Your Truck Ready For Winter?
Winter is just around the corner, and it’s important to begin preparing now to ensure you’re not stuck out in the cold in the months ahead – especially with important deliveries due. Here are some tips to get your truck ready for the winter months:
Have a tune-up and make those repairs now. Most people wait until spring or summer to have their battery checked, but right before winter is the best time to have your battery, electrical components, fluids and tires (including the spare!) inspected to ensure you’ll be able to start the engine on those cold mornings. If you’ve been putting off pressing repairs, get them done now. Putting off repairs could result in higher maintenance bills later.
Check your windshield. The change in the air can mean unsuspecting cracks and chips all of a sudden become much larger issues. Have your windshield inspected and fix any potential issues before they cost a lot more money. Also consider changing out your windshield wiper fluid to a heavy-duty brand and changing out your wiper blades.
Have an emergency kit. You can’t plan for Mother Nature and having a first-aid kit, blankets, spare oil, coolant, road flares, reflective triangles, fire extinguisher, jumper cables and a weather radio could save your life. Don’t forget to think of yourself, as well, and include non-perishable snacks, water an extra cell phone battery.
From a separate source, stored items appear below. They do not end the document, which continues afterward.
PR #1190, opened 2024-10-02
fix basicBlockContinuation after else

Hecate2:
In the original codes, if I have a contract like this:
```python
if True:
    A()
else:
    B()
C()
```
A() is covered, and then the address jumps to C(). When C() is covered and returned to the jump stack at the end of A(), we try to cover B(). B() ends at the beginning of C(), hitting the coverage cache at C() (because C() had been covered from A()), and forgets to register the basic block continuation from B() to C().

Keep the de-icer close by – but not in your vehicle. De-icer can really assist you when you have a windshield that is frozen over or frozen locks. But if the de-icer is in the truck, it will add to the frustration of frozen locks and any other issue where Mother Nature has decided today is not your day. There’s a wide range of products available, so do your homework to find the best product for you. A friendly reminder: Don’t store your de-icer in your vehicle. If your locks freeze, it won’t do you any good.
Monitor your tire pressure. Keep an eye on your tire pressure throughout the winter months. You could lose air due to the cold, and if you’re low on air, you’re more likely to get a flat.